Task = Every line of the material below, from the top through the line with "## Expected behavior", should be reproduced exactly.

================

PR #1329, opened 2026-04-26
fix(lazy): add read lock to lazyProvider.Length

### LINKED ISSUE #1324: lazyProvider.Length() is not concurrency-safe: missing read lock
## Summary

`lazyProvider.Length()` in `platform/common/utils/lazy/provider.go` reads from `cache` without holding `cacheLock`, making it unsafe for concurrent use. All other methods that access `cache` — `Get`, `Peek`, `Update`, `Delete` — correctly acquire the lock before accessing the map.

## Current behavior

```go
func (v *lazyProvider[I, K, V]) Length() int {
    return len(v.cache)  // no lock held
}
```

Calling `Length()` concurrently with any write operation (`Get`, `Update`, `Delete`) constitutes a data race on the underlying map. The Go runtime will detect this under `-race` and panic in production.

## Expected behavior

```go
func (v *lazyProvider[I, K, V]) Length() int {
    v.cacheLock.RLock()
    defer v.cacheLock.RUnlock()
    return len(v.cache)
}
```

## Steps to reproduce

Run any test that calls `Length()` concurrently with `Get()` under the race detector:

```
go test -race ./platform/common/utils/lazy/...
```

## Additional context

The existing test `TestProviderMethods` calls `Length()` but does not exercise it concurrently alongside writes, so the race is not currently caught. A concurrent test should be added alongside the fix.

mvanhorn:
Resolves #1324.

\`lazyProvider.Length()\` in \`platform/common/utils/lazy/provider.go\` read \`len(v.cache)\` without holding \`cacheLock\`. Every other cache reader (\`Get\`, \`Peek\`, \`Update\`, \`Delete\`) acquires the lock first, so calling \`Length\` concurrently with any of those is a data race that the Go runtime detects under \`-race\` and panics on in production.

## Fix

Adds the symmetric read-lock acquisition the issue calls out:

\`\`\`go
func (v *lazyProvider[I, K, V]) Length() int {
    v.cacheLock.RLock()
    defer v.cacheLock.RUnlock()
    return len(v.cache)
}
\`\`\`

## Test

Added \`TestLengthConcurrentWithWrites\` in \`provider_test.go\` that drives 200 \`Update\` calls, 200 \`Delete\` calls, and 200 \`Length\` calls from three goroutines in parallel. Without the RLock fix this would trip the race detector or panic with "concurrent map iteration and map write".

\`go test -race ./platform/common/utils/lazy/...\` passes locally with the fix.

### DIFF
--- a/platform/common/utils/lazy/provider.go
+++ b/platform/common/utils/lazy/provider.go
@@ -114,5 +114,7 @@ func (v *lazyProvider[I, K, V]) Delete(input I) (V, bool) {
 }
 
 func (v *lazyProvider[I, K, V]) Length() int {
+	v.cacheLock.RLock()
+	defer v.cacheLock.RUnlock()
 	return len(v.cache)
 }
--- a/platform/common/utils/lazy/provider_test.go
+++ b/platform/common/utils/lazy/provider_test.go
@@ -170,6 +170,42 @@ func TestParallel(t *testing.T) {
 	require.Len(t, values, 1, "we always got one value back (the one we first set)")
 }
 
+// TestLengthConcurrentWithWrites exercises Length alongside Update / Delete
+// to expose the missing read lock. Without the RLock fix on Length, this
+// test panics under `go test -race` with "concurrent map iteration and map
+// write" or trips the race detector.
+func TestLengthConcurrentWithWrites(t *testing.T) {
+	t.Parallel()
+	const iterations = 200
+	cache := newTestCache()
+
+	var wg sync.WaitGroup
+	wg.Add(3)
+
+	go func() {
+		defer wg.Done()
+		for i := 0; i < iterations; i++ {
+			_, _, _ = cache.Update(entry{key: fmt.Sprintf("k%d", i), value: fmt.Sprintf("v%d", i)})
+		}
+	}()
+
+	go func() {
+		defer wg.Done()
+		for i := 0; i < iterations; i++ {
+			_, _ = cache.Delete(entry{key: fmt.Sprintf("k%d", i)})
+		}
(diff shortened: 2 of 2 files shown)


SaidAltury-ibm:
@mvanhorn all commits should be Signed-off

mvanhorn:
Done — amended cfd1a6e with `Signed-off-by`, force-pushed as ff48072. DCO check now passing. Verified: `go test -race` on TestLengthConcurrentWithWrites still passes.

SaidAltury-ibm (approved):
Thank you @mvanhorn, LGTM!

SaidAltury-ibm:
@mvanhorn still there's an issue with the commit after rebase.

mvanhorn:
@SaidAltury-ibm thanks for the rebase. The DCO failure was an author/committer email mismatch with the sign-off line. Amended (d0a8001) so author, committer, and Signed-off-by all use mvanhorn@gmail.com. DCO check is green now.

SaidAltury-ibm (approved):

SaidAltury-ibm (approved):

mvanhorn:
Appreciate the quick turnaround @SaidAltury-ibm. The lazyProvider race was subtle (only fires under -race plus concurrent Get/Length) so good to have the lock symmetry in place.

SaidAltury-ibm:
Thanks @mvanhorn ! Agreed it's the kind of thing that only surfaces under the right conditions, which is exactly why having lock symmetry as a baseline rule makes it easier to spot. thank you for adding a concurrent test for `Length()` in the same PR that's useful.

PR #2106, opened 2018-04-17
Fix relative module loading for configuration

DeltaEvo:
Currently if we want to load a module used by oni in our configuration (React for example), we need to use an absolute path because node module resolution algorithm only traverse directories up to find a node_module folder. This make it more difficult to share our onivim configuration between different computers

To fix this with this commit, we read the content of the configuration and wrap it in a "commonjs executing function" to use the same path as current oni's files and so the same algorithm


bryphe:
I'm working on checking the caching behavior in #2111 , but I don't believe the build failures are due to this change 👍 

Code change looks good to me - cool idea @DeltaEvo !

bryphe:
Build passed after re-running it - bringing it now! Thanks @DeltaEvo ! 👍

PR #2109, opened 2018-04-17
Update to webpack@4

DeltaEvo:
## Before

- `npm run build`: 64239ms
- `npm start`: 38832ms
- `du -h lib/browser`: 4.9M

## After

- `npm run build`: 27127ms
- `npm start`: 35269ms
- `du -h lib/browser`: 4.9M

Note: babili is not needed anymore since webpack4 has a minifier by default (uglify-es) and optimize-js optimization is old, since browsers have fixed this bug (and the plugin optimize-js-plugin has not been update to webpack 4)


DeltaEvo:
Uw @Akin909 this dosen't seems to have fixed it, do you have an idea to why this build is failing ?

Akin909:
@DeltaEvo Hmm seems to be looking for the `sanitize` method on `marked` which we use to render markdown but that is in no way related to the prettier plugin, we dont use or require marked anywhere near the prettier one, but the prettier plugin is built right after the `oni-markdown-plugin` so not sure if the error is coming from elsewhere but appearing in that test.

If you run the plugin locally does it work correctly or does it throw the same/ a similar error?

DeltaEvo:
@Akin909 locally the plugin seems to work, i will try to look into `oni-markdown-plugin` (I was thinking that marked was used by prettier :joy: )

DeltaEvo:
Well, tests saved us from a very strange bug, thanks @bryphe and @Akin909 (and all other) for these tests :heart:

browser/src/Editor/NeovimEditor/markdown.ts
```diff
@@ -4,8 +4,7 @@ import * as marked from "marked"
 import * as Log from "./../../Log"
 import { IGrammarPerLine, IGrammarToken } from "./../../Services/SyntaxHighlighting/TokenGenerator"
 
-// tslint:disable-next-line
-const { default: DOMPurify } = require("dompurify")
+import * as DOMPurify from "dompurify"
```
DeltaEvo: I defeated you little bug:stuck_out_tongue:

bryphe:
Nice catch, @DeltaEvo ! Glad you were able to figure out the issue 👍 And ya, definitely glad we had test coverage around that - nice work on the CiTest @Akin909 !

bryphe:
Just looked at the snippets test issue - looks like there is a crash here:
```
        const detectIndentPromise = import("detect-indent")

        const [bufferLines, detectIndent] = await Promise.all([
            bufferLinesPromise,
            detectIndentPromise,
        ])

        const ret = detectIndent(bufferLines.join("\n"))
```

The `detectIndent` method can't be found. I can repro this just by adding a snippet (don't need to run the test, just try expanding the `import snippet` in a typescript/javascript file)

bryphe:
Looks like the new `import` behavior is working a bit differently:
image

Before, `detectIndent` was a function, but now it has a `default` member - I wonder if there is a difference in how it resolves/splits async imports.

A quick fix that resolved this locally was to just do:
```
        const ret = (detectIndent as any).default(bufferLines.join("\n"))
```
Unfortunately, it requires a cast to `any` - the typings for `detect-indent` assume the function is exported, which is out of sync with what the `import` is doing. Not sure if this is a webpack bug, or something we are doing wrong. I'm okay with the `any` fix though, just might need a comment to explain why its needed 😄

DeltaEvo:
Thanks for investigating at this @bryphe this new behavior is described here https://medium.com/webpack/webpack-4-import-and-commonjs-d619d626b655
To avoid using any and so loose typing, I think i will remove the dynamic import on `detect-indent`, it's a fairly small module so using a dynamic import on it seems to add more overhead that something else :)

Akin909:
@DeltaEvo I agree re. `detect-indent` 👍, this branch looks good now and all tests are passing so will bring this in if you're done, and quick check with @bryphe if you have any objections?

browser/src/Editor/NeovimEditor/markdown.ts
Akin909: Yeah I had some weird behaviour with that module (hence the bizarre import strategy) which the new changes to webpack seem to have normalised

================

Task response =
PR #1329, opened 2026-04-26
fix(lazy): add read lock to lazyProvider.Length

### LINKED ISSUE #1324: lazyProvider.Length() is not concurrency-safe: missing read lock
## Summary

`lazyProvider.Length()` in `platform/common/utils/lazy/provider.go` reads from `cache` without holding `cacheLock`, making it unsafe for concurrent use. All other methods that access `cache` — `Get`, `Peek`, `Update`, `Delete` — correctly acquire the lock before accessing the map.

## Current behavior

```go
func (v *lazyProvider[I, K, V]) Length() int {
    return len(v.cache)  // no lock held
}
```

Calling `Length()` concurrently with any write operation (`Get`, `Update`, `Delete`) constitutes a data race on the underlying map. The Go runtime will detect this under `-race` and panic in production.

## Expected behavior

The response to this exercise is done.